Hello, poetry lovers,
In the face of unrelenting bad news, I decided to take some aid and comfort in poetry, specifically in the poems of Tibullus (55-19 BC), my favorite Roman poet, introduced to me by Kendall Hailey in The Day I Became An Autodidact (a swell book, unfortunately out of print). Tibullus is known for his love poems, particularly those written to the faithless mistress who torments him, but his war poems are every bit as impassioned and lyrical. I share Ms. Hailey’s admiration of anyone who stood up to be counted as a pacifist in an age when there was a god of war. The penultimate stanza is especially poignant to me, a nice antidote to Cato’s advice to ”make her afraid of you.”
Off to Philadelphia for the weekend, dear friends, but I may try to visit one more time, LuthorCorp permitting.
Who first introduced the terrible sword?
What a brute he was, truly a brute-steel-hearted man!
From then on murder was hereditary in man, and war was born,
The shorter way was opened to the terror of death.
Or is the man innocent, to be pitied rather, we being the ones
Who turn what he designed against wild beasts to our own misfortunes?
This is surely the fault of precious gold; there were no wars,
When the cup that stood ready for the feast was made of beechwood.
There were no strongholds then, no pales; the shepherd looked for sleep
Among his piebald flocks in peace of mind.
If I had lived in those days, I would not have known the crowd’s desperate weapons,
Or heard with quivering heart the trumpet-call.
But as it is I’m pulled off to war, and some enemy soldier perhaps has on his back
Spears that are destined to come to rest in my side.
Preserve me, gods of my father’s house: it was you that fed me before,
When as a green young boy I used to race around your feet.
Feel no shame to be made from ancient tree-stumps:
You inhabited my ancestor’s house in such a form.
They kept better faith in those days, when with inexpensive ceremony
The gods of wood stood in their tiny shrine.
The were appeased enough by the first fruits of a bunch of grapes;
Or the dedication of a wreath of bearded wheat-ears.
A man whose prayer was answered brought his barley-cakes
And at his heels his small daughter brought an untouched honeycomb.
So drive the javelins away from me you family gods,
And you, my country piglet picked from the full sty for the sacrifice;
Behind you I shall follow in a clean robe carrying baskets
Twined with myrtle, with myrtle round my own head too.
This is the way I would find favour with you; another can be brave in war,
And wafted by Mars lay low the chieftains of the enemy,
And then return from the war and tell me his story over a drink,
Sketching the camp in wine on the table top.
How mad – actually to fetch black Death to the battle!
He hangs over us as it is and creeps up on us with silent tread.
There are no crops below, no vineyards – only aggressive
Cerberus, and the ugly boatman of the Stygian stream;
There with gouged cheeks and charred hair
The ghost-white crowd swirls by the darkened lakes.
How much more laudable to get your family
And let old age creep over you in your cottage.
The master follows his sheep, his son the lambs,
His wife prepares warm water for him when he’s tired.
That’s the life for me – to let my head get steadily whiter,
And as an old man call to mind the actions of the past.
And meanwhile Peace shall farm my fields.
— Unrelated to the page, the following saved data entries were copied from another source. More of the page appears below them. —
PR #3276, opened 2026-08-23
fix(operator-api): surface stream Event::Error to Rust operators

phil-opp:
> ⚠️ **Machine-generated PR.** This change was produced by Claude (Claude Code) during an automated code-review pass. Please review carefully before merging.

## Issue

The shared-library operator runtime translates each node-stream `Event` into an FFI `RawEvent`, and it already builds `RawEvent { error: Some(..) }` for an `Event::Error`:

```rust
// binaries/runtime-shared-lib/src/runner.rs:253
Event::Error(err) => dora_operator_api_types::RawEvent {
    error: Some(err.into()),
    input_closed: None, input: None, stop: false,
},
```

But the FFI dispatch on the operator side (`apis/rust/operator/src/raw.rs::dora_on_event`) only inspected `input`, `input_closed`, and `stop`. A `RawEvent` carrying only `error` fell through to the *"ignore unknown events"* arm and returned `Continue` with no error — so stream-level failures (payload-decode errors, unrecognized daemon events, fatal stream errors — see `dora_node_api::event_stream`) were dropped **silently**: the operator's `on_event` was never called and nothing was logged. The populated `RawEvent::error` field had no consumer.

## Fix

Add an `Event::Error { error }` variant to the operator-facing `Event` enum (which is `#[non_exhaustive]`, so this is backward compatible) and dispatch `RawEvent::error` to it, mirroring the existing `InputParseError` handling. The variant borrows `&str` from the `RawEvent`, so there's no added allocation on the runtime path.

Operators can now observe and react to stream errors; returning `Err` from `on_event` reports it as fatal, exactly as the runtime already intended when it populated the field. `Error` is kept deliberately distinct from `InputParseError` (whole-stream vs. tied to one input id), matching the upstream node-api `Event` model.

## Validation

- `cargo test -p dora-operator-api` — all 9 lib tests + doctest pass, including two new regression tests (`stream_error_dispatched_to_on_event`, `empty_raw_event_is_ignored`).
- `cargo clippy -p dora-operator-api -- -D warnings` — clean.
- Existing downstream consumers already carry catch-all arms, so nothing breaks: the C++ operator bridge (`apis/c++/operator/src/lib.rs`, whose comment already lists `Error`) and the `dora new` Rust template. The PyO3 operator crate matches on `dora_node_api::Event`, not this enum, so it is unaffected.
- Full-workspace `cargo fmt --all --check`, `cargo clippy --all -- -D warnings`, and `cargo check --examples` pass on the combined review branch.

https://claude.ai/code/session_01MMnr5LKUBWDnpw7VvsreRn

---
_Generated by [Claude Code](https://claude.ai/code/session_01MMnr5LKUBWDnpw7VvsreRn)_

### DIFF
--- a/apis/rust/operator/src/lib.rs
+++ b/apis/rust/operator/src/lib.rs
@@ -55,9 +55,10 @@ pub mod raw;
 /// An event delivered to an operator's [`DoraOperator::on_event`] callback.
 ///
 /// The dataflow runtime dispatches one `Event` per occurrence: a received
-/// input, a failed input decode, an input that will produce no more data, or a
-/// request to shut down. The enum is `#[non_exhaustive]`, so implementations
-/// must include a catch-all arm to stay forward-compatible with future variants.
+/// input, a failed input decode, an input that will produce no more data, a
+/// runtime error on the event stream, or a request to shut down. The enum is
+/// `#[non_exhaustive]`, so implementations must include a catch-all arm to stay
+/// forward-compatible with future variants.
 #[derive(Debug)]
 #[non_exhaustive]
 pub enum Event<'a> {
@@ -89,6 +90,19 @@ pub enum Event<'a> {
     /// The runtime requested a graceful shutdown. The operator should finish
     /// any pending work and return [`DoraStatus::Stop`].
     Stop,
+    /// The runtime reported an error on the event stream itself — for example a
+    /// payload that could not be deserialized, an unrecognized daemon event, or
+    /// a fatal stream failure.
+    ///
+    /// This is distinct from [`InputParseError`](Event::InputParseError), which
+    /// is tied to a specific input id; an `Error` concerns the stream as a
+    /// whole. The operator can log or surface it and decide how to proceed;
+    /// returning `Err` from `on_event` reports it as fatal and stops the
+    /// operator.
+    Error {
+        /// A human-readable description of the error.
+        error: &'a str,
+    },
 }
 
 /// Trait implemented by every dora operator.
@@ -211,6 +225,7 @@ mod tests {
     #[derive(Default)]
     struct RecordingOperator {
         parse_errors: Vec<(String, String)>,
+        stream_errors: Vec<String>,
     }
 
     impl DoraOperator for RecordingOperator {
@@ -219,8 +234,14 @@ mod tests {
             event: &Event,
             _output_sender: &mut DoraOutputSender,
         ) -> Result<DoraStatus, String> {
-            if let Event::InputParseError { id, error } = event {
-                self.parse_errors.push((id.to_string(), error.clone()));
+            match event {
+                Event::InputParseError { id, error } => {
+                    self.parse_errors.push((id.to_string(), error.clone()));
+                }
+                Event::Error { error } => {
+                    self.stream_errors.push(error.to_string());
+                }
+                _ => {}
             }
             Ok(DoraStatus::Continue)
         }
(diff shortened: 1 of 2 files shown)


phil-opp:

This is the summary for an automated repository review pass (Claude / Claude Code). All findings were verified against a freshly fetched `origin/main`; each branch is off `origin/main`, and per-branch `fmt` + `clippy` + affected-crate tests passed. The full non-ROS2 workspace test suite (982 tests across the affected crates + `dora-coordinator`), `cargo check --examples`, and the `/review` + `/simplify` gates were run once on the combined diff and are green. *(The literal `cargo test --all` could not run to completion in this environment: `dora-ros2-bridge` needs a ROS2 distro — `AMENT_PREFIX_PATH` — and the sandbox's per-session disk allowance can't hold the full-workspace test build. The earlier `--all` run compiled every non-ROS2 crate successfully before aborting at the ROS2-env-dependent tests.)*

### PRs opened

**Correctness**
- #3276 — `fix(operator-api)`: surface stream `Event::Error` to Rust operators. The runtime populates `RawEvent::error` for `Event::Error`, but the FFI dispatch never read it, so stream-level errors were silently dropped. Adds an `Event::Error` variant + dispatch (+ regression tests).

**Optimization**
- #3277 — `perf(daemon)`: keyed lookup in `send_output_closed_events` instead of an O(total-edges) full-map scan, matching the keyed-access pattern used by every other delivery site. Behavior-equivalent; 246 daemon lib tests unchanged.

- #3278 — `docs(core)`: document the descriptor public API surface (`DescriptorExt` + doctest, `NodeExt`/`NodeExt::kind`, `NodeKind`, `resolve_path`).
- #3279 — `docs(message)`: document the `SessionId` / `BuildId` identifier types (+ `SessionId` doctest).

### Findings considered and rejected (one-line reasons)

- **Dedupe `parse_byte_size` (dora-core) onto `ByteSize::from_str` (dora-message)** — intentional decoupling (`u64` vs `usize`, `is_ascii_alphabetic` vs `is_alphabetic`); heavy dedicated mutation-test coverage; delegating adds a cross-platform overflow subtlety. Low net value, non-trivial risk.
- **Documented `hub` / `path` mutual-exclusivity not enforced in `NodeExt::kind`** — low confidence; `hub:` is explicitly outside the 1.0 stability guarantee and the `dora build` desugar path wasn't fully traced to confirm the combination isn't rejected earlier.
- **Unbounded in-memory download in `dora-download` (`response.bytes()`, no size cap)** — real observation, but the fix is policy-laden (what maximum? risks breaking legitimate large artifacts such as model weights). Deferred rather than guessing a limit.
- **Executable bit (`0o700`) applied to every downloaded file** — low confidence and partly intentional per the existing code comment.
- **Operator "data already taken" returns an error with `DoraStatus::Continue`** — effectively unreachable with the current runtime (a fresh `data_array` is built per event); not worth a change.
- **`handle_dataflow_stop` re-runs `update_dataflow_status` per removed dynamic node** — low confidence; relies on subtle idempotency reasoning, and the observable transition only fires when `local_nodes` empties.

Several other subsystems (`arrow-convert`, `recording`, `replay-node`, `hub-client`, `ros2-bridge` serialize/deserialize, `telemetry`, `runtime-api`, coordinator internals) were reviewed and found clean — no qualifying findings.

---

phil-opp:

Reviewed the diff end to end — this looks correct and complete.

- `apis/rust/operator/src/raw.rs:93` — the new `else if let Some(error) = &event.error` branch is placed correctly (after `input`/`input_closed`/`stop`, before the catch-all), and it consumes exactly the field that `binaries/runtime-shared-lib/src/runner.rs:253` already populates for `Event::Error`. No other event variant's dispatch changes.
- Type-wise it checks out: `RawEvent::error` is `Option<safer_ffi::String>` (`apis/rust/operator/types/src/lib.rs:97`), and `&safer_ffi::String` derefs to the `&'a str` the new `Event::Error { error }` variant expects — the same coercion the adjacent `InputClosed { id }` arm already relies on, so no added allocation.
- The `#[non_exhaustive]` attribute means adding the variant is source-compatible for downstream matchers, which already carry catch-all arms.
- `stream_error_dispatched_to_on_event` is a real regression test: against the pre-fix dispatch an error-only `RawEvent` fell through to the "ignore unknown events" arm and returned `Continue` without calling `on_event`, so the asserted `stream_errors` vec would be empty and the test would fail.

No issues found.

---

Fair Peace in the beginning
Led oxen under the curving yoke to plough;
Peace dunged the vines and stored the grape-juice
For the father’s jar to pour wine out to the son;
In Peace the fork and ploughshare shine; in a dark corner
Rust seizes on the tough soldier’s unsmiling arms;
And out of the grove the countryman, not a little drunk,
Drives home his wife and progeny in the cart.
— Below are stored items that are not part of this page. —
PR #299, opened 2021-02-06
Use main repository for releases.

nickygerritsen:
This will use the main repository for the releases.
My script that uploads ZIP's to the old releases is still running for a while but when it is done and we have merged this, we can get rid of the `build` repo.

I also fixed that the .gitlab-ci.yml will now get the version string from `version.properties` so we have only one place where it is stored.


nickygerritsen:
We can also get rid of the `SSH_PRIVATE_KEY` env var in GitLab after this is merged. `SSH_PRIVATE_KEY_WEBSITE` should stay though.

deboer-tim (approved):

PR #311, opened 2021-02-16
Support submission interface

deboer-tim:
First commit to support POST for submissions. RESTContestSource is updated to provide a method to perform a submit against a Contest API that supports it and the CDS' ContestRESTService supports POST by team or admin. The CDS acts as a simple proxy to the CCS.

Some details may need to be tweaked based on the final spec, but this has been tested with a local client able to submit to either the CDS or a temporary DOMjudge instance.

### DIFF
--- a/CDS/src/org/icpc/tools/cds/service/ContestRESTService.java
+++ b/CDS/src/org/icpc/tools/cds/service/ContestRESTService.java
@@ -1,10 +1,13 @@
 package org.icpc.tools.cds.service;
 
+import java.io.BufferedOutputStream;
 import java.io.File;
+import java.io.FileOutputStream;
 import java.io.IOException;
 import java.io.InputStream;
 import java.io.PrintWriter;
 import java.util.ArrayList;
+import java.util.Base64;
 import java.util.Enumeration;
 import java.util.List;
 import java.util.StringTokenizer;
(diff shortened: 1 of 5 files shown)


CDS/src/org/icpc/tools/cds/service/ContestRESTService.java
```diff
@@ -635,6 +641,149 @@ else if (!IContestObject.isSingleton(cType)) {
...
+		ContestSource source = cc.getContestSource();
+
+		if (cc.isTesting()) {
+			// when in test mode just accept submissions and return dummy id
+			sId = "test-" + obj.getString("team_id");
+		} else if (cc.getCCS() == null) {
+			response.sendError(HttpServletResponse.SC_BAD_REQUEST, "No CCS configured");
+			return;
+		} else if (!(source instanceof RESTContestSource)) {
+			response.sendError(HttpServletResponse.SC_BAD_REQUEST, "CCS does not support submissions via the CCS");
```
nickygerritsen, line 746: Strange line?

CDS/src/org/icpc/tools/cds/service/ContestRESTService.java
```diff
@@ -635,6 +641,149 @@ else if (!IContestObject.isSingleton(cType)) {
...
+		}
+
+		ConfiguredContest cc = CDSConfig.getContest(segments[0]);
+		if (cc == null) {
+			response.sendError(HttpServletResponse.SC_NOT_FOUND, "Contest not found");
+			return;
+		}
+
+		String type = segments[1];
+		ContestType cType = IContestObject.getTypeByName(type);
```
nickygerritsen, line 674: On phone so can’t verify but what happens if you supply an unknown type? Does it throw or return null?

nickygerritsen (approved):

CDS/src/org/icpc/tools/cds/service/ContestRESTService.java
deboer-tim: Ah, second instance should be CDS. This gives an error if the CCS is configured via XML event feed and hence doesn't support submissions via the CDS. Fixed via a commit.

CDS/src/org/icpc/tools/cds/service/ContestRESTService.java
deboer-tim: If the client tries to post to a valid contest but to anything other than /submission they receive an error 400 ("Invalid type"). I've added another commit to improve the message to "POST can only be used for submissions".

PR #334, opened 2021-03-10
Clarification POST support

deboer-tim:
Initial support for posting clarifications and acting as a proxy to a CCS.

### DIFF
--- a/CDS/src/org/icpc/tools/cds/service/ContestRESTService.java
+++ b/CDS/src/org/icpc/tools/cds/service/ContestRESTService.java
@@ -672,8 +672,9 @@ public class ContestRESTService extends HttpServlet {
 
 		String type = segments[1];
 		ContestType cType = IContestObject.getTypeByName(type);
-		if (cType != ContestType.SUBMISSION) {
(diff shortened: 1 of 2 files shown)


CDS/src/org/icpc/tools/cds/service/ContestRESTService.java
```diff
@@ -784,6 +793,77 @@ protected void doPost(HttpServletRequest request, HttpServletResponse response)
 		pw.append("\"" + sId + "\"");
 	}
 
+	protected void handleClarification(HttpServletRequest request, HttpServletResponse response, ConfiguredContest cc,
+			JsonObject obj) throws IOException {
+		String id = obj.getString("id");
+		String time = obj.getString("time");
+		String fromTeamId = obj.getString("from_team_id");
```
nickygerritsen, line 800: No to_team_id support? (for admins)

deboer-tim: The JSON object is passed through, so admin request with to_team_id is just passed along. I realized I wasn't stopping teams from sending clars to another team though, so added a commit to block that.

nickygerritsen (approved):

Then the war of love grows warm, a woman’s hair is torn,
Her door is broken in, and she grows plaintive;
Bruised on her tender cheeks she sheds tears; while the victor sobs too
That his crazy hands should have been so violent;
And Cupid, the mischief-maker, feeds the quarrel with insults,
And sits inflexibly between the angry couple.
How stony-hearted, how iron-hard to beat one’s girl;
Such a man dethrones the gods in heaven.
Enough to rip the thin garment from her body,
And ruin the elaborate structure of her hair,
Enough to call out her tears; and four times happy
The man who brings his gentle girl to weep by sulking.
But to be physically rough – he ought to be wearing the shield and stakes
And put a long long distance between himself and Venus.
But as for me, kind Peace, come and possess my ears of wheat,
And from your white bosom overflow with fruit.